# What is the cost to add a 3rd receiver?



## fatpug (Apr 11, 2007)

I already have a VIP622 & VIP211

When dish installed my system 2 years ago they also installed a 311. Later I sent it back due to lack of use. Now I need a 3rd receiver again.

I tried dish network chat and they told me it will cost $14 a month to add a 311 to my account if I buy one on ebay. Is this correct? That is a crazy price for a non hd, non dvr receiver.



My goal is to add another room without starting a new 2 year commitment to dish.

Thanks


----------



## scooper (Apr 22, 2002)

$14 / month is more like the monthly access fee for a dual tuner receiver - a single should only be $7/month.


----------



## gtal98 (Jan 30, 2011)

No, adding any single tuner (HD or SD) non-DVR receiver would increase your bill by $7/month. If there are any up-front fees for the installation depends on your account standing and other factors - only a Dish CSR can tell you for sure.


----------



## BattleZone (Nov 13, 2007)

No.

Any "Solo" receiver, SD or HD, will cost you $7/month.

Any "Duo" receiver, SD or HD, will cost you $14/month

If it's a DVR, you need to add $3 to the above, per receiver ($10/month for Solo DVR, $17/month for Duo DVR).

Obviously, the second output on any Duo receiver is SD-only. In order to get HD, you need a receiver at each TV (that you want independent HD content on). Dish will lease a maximum of 3 receivers.

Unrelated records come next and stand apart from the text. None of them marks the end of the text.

PR #1090, opened 2026-08-06
[VIRTWINKVM-2679] Fix clean_boot not re-uploading test_binaries to guest

rachael-george:
When a test case uses `clean_boot: true`, `reboot_clean` creates a fresh qcow2 overlay from the base image, which wipes `C:\AutoHCK\test_binaries` from the guest. Tests that reference `@test_binaries_dir@` after a   clean boot fail with "file not found". 

This fix calls `copy_test_binaries` after reconnect in reboot_clean, matching what `prepare_machine` already does during initial setup.

### DIFF
--- a/lib/setupmanagers/functest_client.rb
+++ b/lib/setupmanagers/functest_client.rb
@@ -26,7 +26,7 @@ module AutoHCK
     def reboot_clean
       @logger.info("Rebooting client #{@name} from a clean image")
       @runner = @setup_manager.power_cycle_client(@scope, @name, create_snapshot: true)
-      reconnect
+      prepare_machine(@tools)
     end
 
     # Boots a fresh VM from a previously saved snapshot tag.


kostyanf14:
ok to test

lib/setupmanagers/functest_client.rb
```diff
@@ -27,6 +27,7 @@ def reboot_clean
       @logger.info("Rebooting client #{@name} from a clean image")
       @runner = @setup_manager.power_cycle_client(@scope, @name, create_snapshot: true)
       reconnect
+      copy_test_binaries
```
kostyanf14: What about extra software and drivers?

rachael-george: Good catch! I had only considered the installer test use case when making this fix, where install_drivers is a no-op since we use --test-binaries-path without --driver-path. I'll update the PR to mirror the full prepare_machine sequence: extra software (before driver), drivers, test binaries, and extra software (after driver).

kostyanf14: I think it's better to call `prepare_machine(@tools)`  and drop `reconnect` in this case, instead of duplication

kostyanf14 (approved):

elizashurov (approved):

PR #2101, opened 2023-09-14
Make tree_data static functions available in api

irfanHaslanded:
We need certain functions to be exposed via a public API to make it
 possible to use in other languages such as Rust.

 lyd_parent, lyd_child, and lyd_get_value are defined as static inline
 and is difficult for tools to wrap them.


michalvasko (commented):
I guess I am fine with this but I am not sure making the functions inline has any benefit, I would think the compilers are smart enough to do it themselves as needed. So you may simply change them into normal functions.

irfanHaslanded:
Thanks Michal, I will do that then.

src/tree_data.h
```diff
@@ -1004,15 +1004,8 @@ struct lyd_node_opaq {
...
-static inline struct lyd_node *
-lyd_parent(const struct lyd_node *node)
-{
-    if (!node || !node->parent) {
-        return NULL;
-    }
-
-    return &node->parent->node;
-}
+LIBYANG_API_DECL struct lyd_node *
```
michalvasko, line 1007: Needs to be on a single line, all the declarations.

michalvasko (changes requested):

src/tree_data.h
irfanHaslanded: Done

jktjkt:
> lyd_parent, lyd_child, and lyd_get_value are defined as static inline and is difficult for tools to wrap them.

How come? These functions are defined in a public header, so they should be usable just fine, AFAICT. What is the exact problem that you're solving with this patch, and what error message in which scenario are you getting without this patch?

michalvasko (approved):

irfanHaslanded:
> > lyd_parent, lyd_child, and lyd_get_value are defined as static inline and is difficult for tools to wrap them.
> 
> How come? These functions are defined in a public header, so they should be usable just fine, AFAICT. What is the exact problem that you're solving with this patch, and what error message in which scenario are you getting without this patch?

If we have to use these functions in another language such as Rust, tools such as rust-bindgen, do not easily generate wrappers for them.

jktjkt:
That's been supported since 2022, https://github.com/rust-lang/rust-bindgen/pull/2335

PR #2103, opened 2023-09-15
Add lyd_print_mem_len API to return printed size

irfanHaslanded:
It can be useful to know how many bytes were written, and avoid an expensive and redundant strlen by the application.


michalvasko:
You can write such a wrapper for your application, if you need it, just use `lyd_print_all()`, for example, instead of `lyd_print_()` so unless you have some arguments supporting adding this API, I will close this PR.

irfanHaslanded:
I see, similar to `sr_lyd_print_lyb`. Thanks Michal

Your up-front cost will vary depending on receiver type and your account rating with Dish.


----------



## [email protected] Network (Jan 6, 2011)

BattleZone said:


> Any "Solo" receiver, SD or HD, will cost you $7/month.
> 
> Any "Duo" receiver, SD or HD, will cost you $14/month
> 
> ...


BattleZone has it. The additional receiver depends on the model, but a 311/301 will be an additional $7 a month from what you're currently paying.

You can get a 211, and it would still cost $7 a month, and be HD ready

If you want to avoid the commitment, you'll have to buy the equipment (looking online is normally the cheapest). Also I thought I would point out that if you're on Eastern Arc, a 311 will not work, it would need to be an MPEG-4 receiver.


----------



## Jim5506 (Jun 7, 2004)

Single output receivers are $7 per month.
Dual output receivers are $14 per month.
Single output DVRs are $10 per month.
Dual output DVR's are$17 per month.
Dual Output Dvrs with sling are $20 per month.

The 311 is a single output receiver - $7 per month.
The 322 would be $14.


----------



## RasputinAXP (Jan 23, 2008)

What did I do all that work on a FAQ for?


----------



## Shades228 (Mar 18, 2008)

I still don't see how those fees can keep them competitive in today's households.


----------



## AttiTech (Feb 21, 2011)

It's $7 for your mirroring fee for a single tuner, and $14 for the dual tuner? I'm assuming dual tuner is used to just run 2 televisions off one ird and use an RF (UHF?) remote?


----------



## Shades228 (Mar 18, 2008)

AttiTech said:


> It's $7 for your mirroring fee for a single tuner, and $14 for the dual tuner? I'm assuming dual tuner is used to just run 2 televisions off one ird and use an RF (UHF?) remote?


It's output not tuners. They have dual tuner single output, like DIRECTV's dvr's, but they also have dual tuner dual output as well.


----------